I have several comments before I answer your specific question.
First, those commercial entities and academic centers that have promoted genomic analysis to predict response to chemotherapy have been singularly unsuccessful as was very elegantly reviewed at a special symposium at ASCO in 2014 by Dr. Jean-Charles Soria, MD, PhD from Institut Gustav Roussy in Paris. He meticulously reviewed the data and found no evidence that these gene-based platforms predicted response.

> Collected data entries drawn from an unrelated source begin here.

PR #661, opened 2024-06-13
fix(edge): parse the response body with failed request [EE-7244]

oscarzhou-portainer:
closes [EE-7244]

[EE-7244]: https://portainer.atlassian.net/browse/EE-7244?


edge/client/portainer_edge_client.go
```diff
@@ -51,10 +51,6 @@ type NonOkResponseError struct {
 	msg string
 }
 
-func newNonOkResponseError(msg string) *NonOkResponseError {
-	return &NonOkResponseError{msg: msg}
-}
-
```
andres-portainer, line 57: You cannot remove this, we rely on that error type in other parts of the code.

edge/client/portainer_edge_async_client.go
```diff
@@ -415,14 +415,7 @@ func (client *PortainerAsyncClient) executeAsyncRequest(payload AsyncRequest, po
...
 	if resp.StatusCode != http.StatusOK {
-		errorData := parseError(resp)
-		logError(resp, errorData)
-
-		if errorData != nil {
-			return nil, errors.New(errorData.Message + ": " + errorData.Details)
-		}
-
-		return nil, errors.New("short poll request failed")
+		return nil, logPollingError(resp, "AsyncEdgeAgentExecuteAsyncRequest", fmt.Sprintf("AsyncEdgeAgent [%d] failed to execute async request", client.getEndpointIDFn()))
```
andres-portainer: Please try to avoid using `Sprintf()` for this purpose, it's much better to use the structured logging functions that zlog provides, in this case something like `.Int("endpoint_id", endpointID)`.

edge/client/error_response.go
```diff
@@ -2,40 +2,28 @@ package client
...
-	Message string
-}
-
-func parseError(resp *http.Response) *errorData {
-	errorData := &errorData{}
-
-	err := json.NewDecoder(resp.Body).Decode(&errorData)
-	if err != nil {
-		log.Debug().CallerSkipFrame(1).
+func logPollingError(resp *http.Response, ctxMsg, errMsg string) error {
```
andres-portainer: I don't think we should mix logging with error handling.

edge/client/error_response.go
```diff
@@ -2,40 +2,28 @@ package client
...
-	if errorData == nil {
-		return
-	}
-
-	log.Debug().CallerSkipFrame(1).
-		Str("error_response_message", errorData.Message).
-		Str("error_response_details", errorData.Details).
-		Int("status_code", resp.StatusCode).
-		Msg("poll request failure")
+	log.
```
andres-portainer: Shouldn't we use `CallerSkipFrame()` here as before?

andres-portainer (changes requested):
Please see the comments.

edge/client/portainer_edge_client.go
oscarzhou-portainer: The type was not removed, only the constructor function was removed, because I found that it is not used.

andres-portainer: That is technically true but the constructor function is not used anymore because you removed it in this PR. :rofl: 

You can't do that, we need to return that error because we depend on it in other places, please see: https://github.com/portainer/agent/blob/676d62a86b33071fe51172c42fca74c80df3ac95/edge/poll.go#L217-L225

edge/client/portainer_edge_async_client.go
```diff
@@ -415,14 +415,18 @@ func (client *PortainerAsyncClient) executeAsyncRequest(payload AsyncRequest, po
...
-
-		if errorData != nil {
-			return nil, errors.New(errorData.Message + ": " + errorData.Details)
+		ctxMsg := "AsyncEdgeAgentExecuteAsyncRequest"
+		errMsg := "AsyncEdgeAgent failed to execute async request"
+		if err := decodeNonOkayResponse(resp, ctxMsg); err != nil {
+			log.
+				Error().Err(err.Err).
+				Str("context", ctxMsg).
+				Str("response message", err.Message).
```
deviantony, line 424:
```suggestion
				Str("response_message", err.Message).
```
We need to have a consistent naming for variables, I suggest that we use snake case for this. I will update the guidelines with that.

deviantony (commented):
I didn't had the time to do a full review yet but I just wanted to drop a quick comment regarding consistency across logging var names.

PR #662, opened 2024-06-14
chore(code): clean up the code EE-7251

andres-portainer:


edge/stack/stack.go
```diff
@@ -581,10 +587,9 @@ func (manager *StackManager) deployStack(ctx context.Context, stack *edgeStack,
 	manager.mu.Lock()
 	defer manager.mu.Unlock()
 
-	stack.DeployCount += 1
+	stack.DeployCount++
```
xAt0mZ, line 590: I find `stack.DeployCount += 1` easier to read than `rawstack.DeployCount++` (likely because I'm used to read ++ only in for loops)

Same goes for all other += 1 changed to ++

edge/registry/server.go
```diff
@@ -70,27 +70,29 @@ func (handler *Handler) LookupHandler(rw http.ResponseWriter, r *http.Request) *
...
-
-			if strings.HasSuffix(u.Hostname(), "docker.io") {
-				key = "docker.io"
-			} else {
-				key = u.Hostname()
-			}
+
+	if len(credentials) == 0 {
+		return response.Empty(rw)
+	}
```
xAt0mZ, line 76: While this is an early return that can improve a tiny bit the execution, the flow below will yield the same result. I'm not 100% sure that we should keep this early return

docker/docker_copy.go
```diff
@@ -75,7 +74,6 @@ func removeAndCopy(src, dst string, stackID int, stackName, assetPath string, ne
 
 func removeUnpackerContainer(unpackerContainer container.CreateResponse) error {
 	err := ContainerDelete(unpackerContainer.ID, container.RemoveOptions{})
-
 	if err != nil {
 		log.Error().
 			Str("ContainerID", unpackerContainer.ID).
```
xAt0mZ: More explicit, and keep err def/eval in line with the codebase.

```go
func removeUnpackerContainer(unpackerContainer container.CreateResponse) error {
  if err := ContainerDelete(unpackerContainer.ID, container.RemoveOptions{}); err != nil {
    log.Error().
      Str("ContainerID", unpackerContainer.ID).
      Msg("Failed to remove unpacker container")
    return err
  }
  return nil
}
```

xAt0mZ (approved):

edge/registry/server.go
andres-portainer: It's just to reduce nesting, while it's not a big deal in this case, we have others that are multiple levels deep, so I'm trying to reduce the "bad examples".

PR #670, opened 2024-07-05
fix(edgestacks): keep trying to set the edge stack status on network or server errors EE-7246

andres-portainer:


deviantony (approved):
LGTM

Second, the more legitimate groups like Foundation, have expressly avoided chemotherapy drug selection and use exome screening to identify putative driver gene mutations for select cancers. There is a growing recognition however, that despite the commercial success of many of these groups, most of the mutations identified are either “non-drivers” or “un-druggable”, leaving patients with no actionable advice.
In this context, Dr. Lim’s quote seems hard to address. Does he mean that the cytotoxic drugs would be the same? In which case I would not be at all surprised that an ineffective methodology does not bring much to the table. Alternatively does he mean that the gene mutations reveal no actionable findings and one must fall back onto conventional chemotherapy? This seems more likely, as these results often provide unexpected findings that serve as curiosities that most doctors cannot utilize.
Now to your question. The answer is a resounding No! Phenotypic analyses like EVA/PCD provide the actual biology of each patients cancer in real time. It is the downstream result of cytotoxic injury, growth factor withdrawal or other stress. Both conventional chemotherapy and targeted drugs can be studied. As there is no human cancer for which there is just one therapy, the accuracy of the EVA/PCD platform has been well established in every study we have published.
One need only review the results of our 2012 Lung Cancer paper to see that patients responded a wide variety of therapies (both cytotoxic and targeted) that were identified and used, resulting in a clear doubling of the objective response rate (64.5%, p = 0.0015) and near doubling of survival from 13.5 to 21.3 months.